• [Task details]: Repeat every entry exactly as it appears.

Data records
· · · · · · ·
PR #1097, opened 2025-09-08
feat!: release version 5

TimKnight-DWP:
PR opened so it's easier to rebase onto `main` for dependabot changes and v4 features

----
Should be released when we're happy with stability and more v5 features added

### DIFF
--- a/docs/changelog.md
+++ b/docs/changelog.md
@@ -1,5 +1,37 @@
 # Changelog
 
+## 5.0.0-beta.1
+
+### Breaking Changes
+
+#### Branch Protection Updates [#1070](https://github.com/gitlabform/gitlabform/pull/1070) ([TimKnight-DWP](https://github.com/TimKnight-DWP) & [br0ziliy](https://github.com/br0ziliy))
· · · · · · ·
• [Response area]:
PR #1097, opened 2025-09-08
feat!: release version 5

TimKnight-DWP:
PR opened so it's easier to rebase onto `main` for dependabot changes and v4 features

----
Should be released when we're happy with stability and more v5 features added

### DIFF
--- a/docs/changelog.md
+++ b/docs/changelog.md
@@ -1,5 +1,37 @@
 # Changelog
 
+## 5.0.0-beta.1
+
+### Breaking Changes
+
+#### Branch Protection Updates [#1070](https://github.com/gitlabform/gitlabform/pull/1070) ([TimKnight-DWP](https://github.com/TimKnight-DWP) & [br0ziliy](https://github.com/br0ziliy))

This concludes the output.